> **Data provided**
PR #760, opened 2024-02-15
feat: pass the rest of containers ssz spec static tests

### LINKED ISSUE #724: [SSZ] Enable all SSZ spec tests with our SSZEx library
- [x] #739
- [ ] DepositMessage
- [ ] Eth1Block
- [ ] Eth1Data
- [ ] ExecutionPayload
- [ ] ExecutionPayloadHeader
- [ ] Fork
- [ ] ForkData
- [ ] HistoricalBatch
- [ ] IndexedAttestation
- [ ] LightClientBootstrap
- [ ] LightClientOptimisticUpdate
- [ ] LightClientUpdate
- [ ] PendingAttestation
- [ ] PowBlock
- [ ] ProposerSlashing
- [ ] SignedBeaconBlock
- [ ] SignedBeaconBlockHeader
- [ ] SignedContributionAndProof
- [ ] SignedVoluntaryExit
- [ ] SigningData
- [ ] SyncAggregate
- [ ] SyncAggregatorSelectionData
- [ ] SyncCommittee
- [ ] SyncCommitteeContribution
- [ ] SyncCommitteeMessage
- [ ] Validator
- [ ] VoluntaryExit

This is a list of non-priority ones, it's important to not get stuck on those, although ideally we want them to work too:

- ContributionAndProof
- Eth1Block
- LightClientBootstrap
- LightClientFinalityUpdate
- LightClientHeader
- LightClientOptimisticUpdate
- LightClientUpdate
- PowBlock
- SignedContributionAndProof
- SyncAggregatorSelectionData
- SyncCommitteeContribution
- SyncCommitteeMessage

f3r10:
**Motivation**

Closes #724


lib/types/beacon_chain/execution_payload.ex
```diff
@@ -32,14 +32,14 @@ defmodule Types.ExecutionPayload do
...
-          logs_bloom: binary(),
+          logs_bloom: list(Types.uint8()),
           prev_randao: Types.bytes32(),
           block_number: Types.uint64(),
           gas_limit: Types.uint64(),
           gas_used: Types.uint64(),
           timestamp: Types.uint64(),
           # size MAX_EXTRA_DATA_BYTES
-          extra_data: binary(),
+          extra_data: list(Types.bytes1()),
```
mpaulucci, line 42: I did a test with a mainnet block and this part is not working it seems. I get

```
** (EXIT from #PID<0.98.0>) an exception was raised:
    ** (FunctionClauseError) no function clause matching in LambdaEthereumConsensus.SszEx.encode_fixed_size_list/3
        (lambda_ethereum_consensus 0.1.0) lib/ssz_ex.ex:342: LambdaEthereumConsensus.SszEx.encode_fixed_size_list("@penguinbuild.org", {:int, 8}, 32)
        (elixir 1.15.6) lib/enum.ex:1693: Enum."-map/2-lists^map/1-1-"/2
        (lambda_ethereum_consensus 0.1.0) lib/ssz_ex.ex:602: LambdaEthereumConsensus.SszEx.encode_schemas/1
        (lambda_ethereum_consensus 0.1.0) lib/ssz_ex.ex:571: LambdaEthereumConsensus.SszEx.encode_container/2
        (elixir 1.15.6) lib/enum.ex:1693: Enum."-map/2-lists^map/1-1-"/2
        (elixir 1.15.6) lib/enum.ex:1693: Enum."-map/2-lists^map/1-1-"/2
        (lambda_ethereum_consensus 0.1.0) lib/ssz_ex.ex:602: LambdaEthereumConsensus.SszEx.encode_schemas/1
        (lambda_ethereum_consensus 0.1.0) lib/ssz_ex.ex:571: LambdaEthereumConsensus.SszEx.encode_container/2
```

Weird this hasn't been caught by the spec test?

mpaulucci: Here is the branch, https://github.com/lambdaclass/lambda_ethereum_consensus/compare/ssz-ex-bench?expand=1

you can run it with `mix run --no-start bench/ssz_ex_bench.exs`

test/spec/utils.ex
```diff
@@ -135,16 +141,35 @@ defmodule SpecTestUtils do
   def sanitize_ssz(bitlist, {:bitlist, _size} = _schema), do: elem(BitList.new(bitlist), 0)
   def sanitize_ssz(bitvector, {:bitvector, size} = _schema), do: BitVector.new(bitvector, size)
 
+  def sanitize_ssz(
```
mpaulucci, line 144: careful with this "sanitation", it's probably producing unintended bugs

We need to ensure that `SszEx.decode(SszEx.encode(container)) == container` for every container.

test/fixtures/block.ex
```diff
@@ -66,13 +66,13 @@ defmodule Fixtures.Block do
...
       receipts_root: Random.root(),
-      logs_bloom: Random.binary(256),
+      logs_bloom: :binary.bin_to_list(Random.binary(256)),
       prev_randao: Random.hash32(),
       block_number: Random.uint64(),
       gas_limit: Random.uint64(),
       gas_used: Random.uint64(),
       timestamp: Random.uint64(),
-      extra_data: Random.binary(30),
+      extra_data: :binary.bin_to_list(Random.binary(30)),
```
mpaulucci, line 75: not sure about this change, I think we want this to be a binary (a string) in elixir

native/ssz_nif/src/elx_types/beacon_chain.rs
```diff
@@ -302,13 +302,13 @@ gen_struct_with_config!(
         fee_recipient: ExecutionAddress<'a>,
```
mpaulucci, line 302: we probably want to rollback the changes in this file

test/fixtures/block.ex
f3r10: I think the problem with using only binaries is that it is not possible to control the size of that field.
For example, according to SSZ specs `logs_bloom` has to be a fixed vector with a default size of 256 bytes.
On the other hand, `extra_data` is a variable list (a byte list) with a maximum of 32 bytes.
I am not sure how it would be possible to make a difference between those types only using binaries :thinking:

f3r10: one possible solution would be to add these two extra functions in the library:
```defp decode_fixed_list(binary, {:int, 8}, size)```
```defp encode_fixed_size_list(binary, {:int, 8}, _size)```
That would keep the binary and it would not be necessary to change it to a list of bytes. Also, some sanitize_ssz would be not necessary anymore. 
What do you think @mpaulucci @Arkenan ?

Comment (f3r10) [reply test/fixtures/block.ex:75]: that same would apply to a vector of bytes like `logs_bloom`

Comment (f3r10) [reply test/fixtures/block.ex:75]: although, this solution breaks other types list `current_epoch_participation` that is indeed a list of u8 :sweat_smile: 
I think it would be necessary to add additional types to the schemas -> 
:byte_list and :vector_list

Comment (MegaRedHand) [reply test/fixtures/block.ex:75]: Can't we just assume that `(binary, {:list, :uint8, size})` is a byte list (and the same for byte vectors)?

Comment (mpaulucci) [reply test/fixtures/block.ex:75]: so I think we should have `list of byte`, and `list of u8`. One is <<1, 2, 3 >> in Elixir, the other one [1, 2, 3]. They both end up being the same when serialized but the mapping is different when they unserialize. Those this make sense?

https://github.com/ethereum/consensus-specs/blob/dev/ssz/simple-serialize.md#basic-types

Comment (mpaulucci) [reply test/fixtures/block.ex:75]: The size of the field is controlled by the `schema` definition, when they are an Elixir map both a vector and a list would of bytes would look like <<1, 2, 3>>.

Comment (f3r10) [reply test/fixtures/block.ex]: Ok, I think it is done now.

File: test/spec/runners/ssz_static.ex [hunk 5]
```diff
@@ -84,14 +84,15 @@ defmodule SszStaticTestRunner do
     assert_ssz(schema, decompressed, expected, expected_root)
   end
 
-  defp assert_ssz(schema, real_serialized, real_deserialized, expected_root) do
+  defp assert_ssz(schema, real_serialized, real_deserialized, _expected_root) do
     {:ok, deserialized} = SszEx.decode(real_serialized, schema)
```
mpaulucci, line 88: Can we encode both with Ssz and Ssz and assert that both results are equal? For encoding and also for decoding?

We should make sure that we can switch one implementation for the other.

lib/types/beacon_chain/execution_payload.ex
f3r10: @mpaulucci I pulled the latest changes to the new branch `ssz-ex-bench` and the bench works.

f3r10: The encoding is also slower :disappointed:

test/spec/runners/ssz_static.ex
f3r10: it looks like there are discrepancies between bit_list and bit_vectors. The new library already decodes those elements.
For example:
```%Types.Attestation{aggregation_bits: <<0::size(2)>> ...```
and the rust implementation
```%Types.Attestation{aggregation_bits: <<4>> ....```

Comment (f3r10) [reply test/spec/runners/ssz_static.ex:88]: oh I think the problem is the `sanitize_ssz` function :thinking:

Comment (f3r10) [reply test/spec/runners/ssz_static.ex:88]: I am going to create a function that sanitizes the bit_list and bit_vector fields from the rust decode part

Comment (f3r10) [reply test/spec/runners/ssz_static.ex:98]: Ok, I think that is done. Comparing the `decode` results was tricky because of bit_list and bit_vectors and the Aja.Vector fields. 
The `encoding` part worked right away. Let me know if the process done for the decode part is ok.

File: test/spec/runners/ssz_static.ex [hunk 6]
```diff
@@ -73,28 +75,102 @@ defmodule SszStaticTestRunner do
...
+    |> Enum.reverse()
+  end
+
+  defp convert(other), do: other
+
   defp parse_type(%SpecTestCase{handler: handler}) do
     Module.concat(Types, handler)
   end
+
+  defp to_struct_checked(actual, expected) when is_list(actual) and is_list(expected) do
```
Arkenan, line 157: What does this function do exactly? The name is not very clear. We might want to add it in a comment. From what I'm guessing:

- If it's a vec or a list it just follows recursively.
- If it's a base element, it just discards `actual` and takes from `expected`.
- When receiving a struct and a map it uses the struct name of `actual` but the data from `expected`, effectively discarding `actual`.

If this is the case, it means that `real_deserialized` in the calling function is actually the parsed value from the yaml with the struct names of the ssz rust library? If that's the case, why do we do this? We are not comparing the deserialized value from both libraries, we are doing extremely complex processing to compare the new deserialized value with the parsed value again. Shouldn't we take the actual values from `old_deserialized` and try to make the format compatible with the new one to compare instead?

Arkenan (changes requested):
Hi Fernando, thank you very much for working on this! I asked some questions about why the decoded structs are different. We should make sure we're all on the same page about that, as we'll not be able to integrate if we don't solve that.

test/spec/runners/ssz_static.ex
f3r10: this method `to_struct_checked`  was already present with the NIF Ssz Rust :sweat_smile:  I removed it when I started to migrate the spec test to the Elixir Lib. Then, I added it again to try to compare the result of the two libraries

f3r10: From what I understand this method is similar to `sanitize_ssz` because it converts maps to the corresponding structs and also tries to fix some compatibilities between list and the Aja library.

test/spec/runners/ssz_static.ex
```diff
@@ -73,28 +75,102 @@ defmodule SszStaticTestRunner do
...
   end
 
-  defp assert_ssz(schema, real_serialized, real_deserialized, expected_root) do
+  defp assert_ssz(
+         schema,
+         real_serialized,
+         real_deserialized_sanitized,
+         real_deserialized,
+         _expected_root
+       ) do
```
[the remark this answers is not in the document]
f3r10: the difference between `parsed_for_ssz_ex`  and `parsed_for_nif` is that `parsed_for_ssz_ex` goes through `sanitize_ssz` trying to fix the incompatibilities that the yaml decoding does.

lib/ssz_ex.ex
```diff
@@ -797,8 +832,10 @@ defmodule LambdaEthereumConsensus.SszEx do
   defp get_fixed_size(:bool), do: 1
   defp get_fixed_size({:int, size}), do: div(size, @bits_per_byte)
   defp get_fixed_size({:bytes, size}), do: size
+  defp get_fixed_size({:vector, :bytes, size}), do: size
   defp get_fixed_size({:vector, basic_type, size}), do: size * get_fixed_size(basic_type)
-  defp get_fixed_size({:bitvector, _}), do: 1
+
+  defp get_fixed_size({:bitvector, size}), do: ceil(size / 8)
```
MegaRedHand, line 838: We should use `div(size + 7, 8)` to avoid using floats.

lib/types/beacon_chain/beacon_state.ex
```diff
@@ -131,6 +131,19 @@ defmodule Types.BeaconState do
     end)
   end
 
+  def decode_ex(%__MODULE__{} = map) do
+    map
+    |> Map.update!(:validators, &Aja.Vector.new/1)
+    |> Map.update!(:balances, &Aja.Vector.new/1)
+    |> Map.update!(:randao_mixes, &Aja.Vector.new/1)
+    |> Map.update!(:previous_epoch_participation, &Aja.Vector.new/1)
+    |> Map.update!(:current_epoch_participation, &Aja.Vector.new/1)
```
Arkenan, line 140: Instead of having these here, shouldn't we be able to match against `vec` in the ssz_ex file instead?

lib/types/beacon_chain/beacon_state.ex
```diff
@@ -131,6 +131,19 @@ defmodule Types.BeaconState do
...
+    |> Map.update!(:latest_execution_payload_header, &Types.ExecutionPayloadHeader.decode/1)
+    |> Map.update!(:justification_bits, fn bits ->
+      BitVector.new(bits, Constants.justification_bits_length())
```
Arkenan, line 143: Why do we need this? Isn't this already covered in ssz_ex?

lib/types/beacon_chain/beacon_state.ex
```diff
@@ -131,6 +131,19 @@ defmodule Types.BeaconState do
...
   end
 
+  def decode_ex(%__MODULE__{} = map) do
+    map
+    |> Map.update!(:validators, &Aja.Vector.new/1)
+    |> Map.update!(:balances, &Aja.Vector.new/1)
+    |> Map.update!(:randao_mixes, &Aja.Vector.new/1)
+    |> Map.update!(:previous_epoch_participation, &Aja.Vector.new/1)
+    |> Map.update!(:current_epoch_participation, &Aja.Vector.new/1)
+    |> Map.update!(:latest_execution_payload_header, &Types.ExecutionPayloadHeader.decode/1)
```
Arkenan, line 141: Isn't this covered by ssz_ex as well? This is just normal decoding + special decoding of the u256. If u256 is a special case it should be covered in ssz_ex.

lib/types/beacon_chain/beacon_state.ex
f3r10: This is the decoding part. So the result after decoding is not an `Aja.Vector` but a simple `list`.
In this case, for the `beacon_state` a decoded `list` should be converted into an `Aja.Vector`

lib/types/beacon_chain/beacon_state.ex
f3r10: yes

test/spec/utils.ex
```diff
@@ -119,16 +120,17 @@ defmodule SpecTestUtils do
     end
   end
 
+  def sanitize_ssz(vec(_) = other, {:list, module, _size} = _schema) when is_atom(module),
```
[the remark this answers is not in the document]
f3r10: the match of the `Aja.Vector`  is recognized as a `map` and falls right on the next clause of the container `def sanitize_ssz(container, module) when is_map(container)`

test/spec/utils.ex
```diff
@@ -119,16 +120,17 @@ defmodule SpecTestUtils do
...
+    do: Aja.Vector.map(other, fn elem -> struct!(module, elem) end)
+
+  def sanitize_ssz(vec(_) = other, _schema), do: other
```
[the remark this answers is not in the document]
f3r10: the same as the last problem with the pattern matching of the `vec(_) = vector` of the last comment

Arkenan (approved):
LGTM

> **How to complete this task**
Copy out whichever lines of the listing contain the word "encoding".

> **Solution below**
mpaulucci, line 88: Can we encode both with Ssz and Ssz and assert that both results are equal? For encoding and also for decoding?
f3r10: The encoding is also slower :disappointed:
The `encoding` part worked right away. Let me know if the process done for the decode part is ok.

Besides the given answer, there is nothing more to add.